◆ Work item: In the entries below, the line with "tokens[client]['expiry'] || tokens[client][:expiry]" marks the start. Return it and every following line exactly, ending with the last.

◆ Available data:
PR #1315, opened 2019-07-17
Creating the 'previous_token' key to be in between the 'token' and th…

LeoValverde:
…e 'last_token' keys. Now there are 2 valid tokens for each user at any moment to prevent from data loss due to interrupted requests

### DIFF
--- a/app/models/devise_token_auth/concerns/user.rb
+++ b/app/models/devise_token_auth/concerns/user.rb
@@ -116,6 +116,7 @@ module DeviseTokenAuth::Concerns::User
     # ghetto HashWithIndifferentAccess
     expiry     = tokens[client]['expiry'] || tokens[client][:expiry]
     token_hash = tokens[client]['token'] || tokens[client][:token]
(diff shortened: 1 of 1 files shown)


app/models/devise_token_auth/concerns/user.rb
```diff
@@ -125,7 +126,10 @@ def token_is_current?(token, client)
       DateTime.strptime(expiry.to_s, '%s') > Time.zone.now &&
 
       # ensure that the token is valid
-      DeviseTokenAuth::Concerns::User.tokens_match?(token_hash, token)
+      (
+        (token_hash.present? && DeviseTokenAuth::Concerns::User.tokens_match?(token_hash, token)) or
```
MaicolBen: I would move `DeviseTokenAuth::Concerns::User.tokens_match?` to a method here, so you don't repeat twice

MaicolBen:
Got overriden by https://github.com/lynndylanhurley/devise_token_auth/pull/1520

◆ Exercise result:
     expiry     = tokens[client]['expiry'] || tokens[client][:expiry]
     token_hash = tokens[client]['token'] || tokens[client][:token]
(diff shortened: 1 of 1 files shown)


app/models/devise_token_auth/concerns/user.rb
```diff
@@ -125,7 +126,10 @@ def token_is_current?(token, client)
       DateTime.strptime(expiry.to_s, '%s') > Time.zone.now &&
 
       # ensure that the token is valid
-      DeviseTokenAuth::Concerns::User.tokens_match?(token_hash, token)
+      (
+        (token_hash.present? && DeviseTokenAuth::Concerns::User.tokens_match?(token_hash, token)) or
```
MaicolBen: I would move `DeviseTokenAuth::Concerns::User.tokens_match?` to a method here, so you don't repeat twice

MaicolBen:
Got overriden by https://github.com/lynndylanhurley/devise_token_auth/pull/1520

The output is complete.